=== TASK STATEMENT ===
Filter the entries below, keeping only lines with "there".
______________________________
PR #897, opened 2022-01-27
keygen: account for lib/keys revision decrement

tomholford:
This change increments the revisions used in the multiKeyfileGenerator to account for the decrement happening in libs/keys. Added a comment in-line with more detail.

Also, updated the expected args Typescript types, and improved the hook documentation.

### DIFF
--- a/src/lib/useMultikeyFileGenerator.ts
+++ b/src/lib/useMultikeyFileGenerator.ts
@@ -23,14 +23,18 @@ import { useRollerStore } from 'store/rollerStore';
 interface useMultikeyFileGeneratorArgs {
   seed?: string;
   point?: number;
-  seedWallet?: any;
-  inviteMasterTicketWallet?: any;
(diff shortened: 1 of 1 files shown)


tomholford:
An update on this PR: had an out-of-band conversation with @Fang- , I will try a different approach later today. Cross-posting his comments for future reference:

> okay, so, i'm pretty sure that what we should do is:
> - do the revision - 1 only at the kg.whatever callsites
> - only have kg.whatever callsites in lib/keys, and never ever import/use it outside of that
> - have as few unique kg.whatever callsites that take a revision argument as possible
> that way, as long as you always use keys.js, you never have to account for revision shenanigans, and just go by the chain-style revision number (ie "nth key", instead of "(n-1)th key")
> i think we already do more or less the above, so you shouldn't need to +1 the revisions. is it possible there's some off-by-one happening elsewhere?

PR #900, opened 2022-01-28
proxy: treat L1 points w/ spawn dominion as L2

### LINKED ISSUE #874: L2: incorrect display after setting spawn proxy to L2
Bridge unreliably detected a L1 star with its proxy set to L2. The user queried the back-end and got `"dominion": "spawn"`. They suspect there may be some type coercion when calculating the tx nonce (needs to be a string, not a number).

Possible fix: web+urbitgraph://group/~wolref-podlex/next-pki/graph/~wolref-podlex/general-1012/170141184505442700329412495133787553792

tomholford:
# Context
Before this change, when loading data from the roller API, points that had a dominion of 'spawn' were being treated like legacy L1 points. As such, Azimuth was queried as the source of truth, instead of the Roller API. Because of this, users were not seeing updated spawn proxy info in the Bridge UI.

Tested on Ropsten, was able to Migrate a star's spawn proxy to L2 and generate invites.

Open question: do we need another Layer indicator? Currently it shows as L1 in the Accounts Dropdown,
but L2 in the ID view

This fixes #874.

# Preview

## Account Dropdown Shows L1
image

## ID > Spawn Proxy Shows L2
image

### DIFF
--- a/src/lib/useRoller.ts
+++ b/src/lib/useRoller.ts
@@ -206,7 +206,7 @@ export default function useRoller() {
           ? await api.getRemainingQuota(pointNum)
           : 0;
 
-        const details = isL2(rawDetails?.dominion)
+        const details = isL2Spawn(rawDetails?.dominion)
           ? toL1Details(rawDetails)
           : await azimuth.azimuth.getPoint(_contracts, point);
 


nerveharp:
@arthyn We are short on devs at the moment. You mind taking a look at this?

yosoyubik:
just deployed this fixed to `bridge-dev.urbit.org`, tested it and it LGTM

PS: @tomholford networking keys are needed to create invites right? (ropsten is very slow at the moment, so i'm still waiting for that tx to be received by the roller...)

yosoyubik (approved):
______________________________
=== EXPECTED ANSWER ===
> i think we already do more or less the above, so you shouldn't need to +1 the revisions. is it possible there's some off-by-one happening elsewhere?
Bridge unreliably detected a L1 star with its proxy set to L2. The user queried the back-end and got `"dominion": "spawn"`. They suspect there may be some type coercion when calculating the tx nonce (needs to be a string, not a number).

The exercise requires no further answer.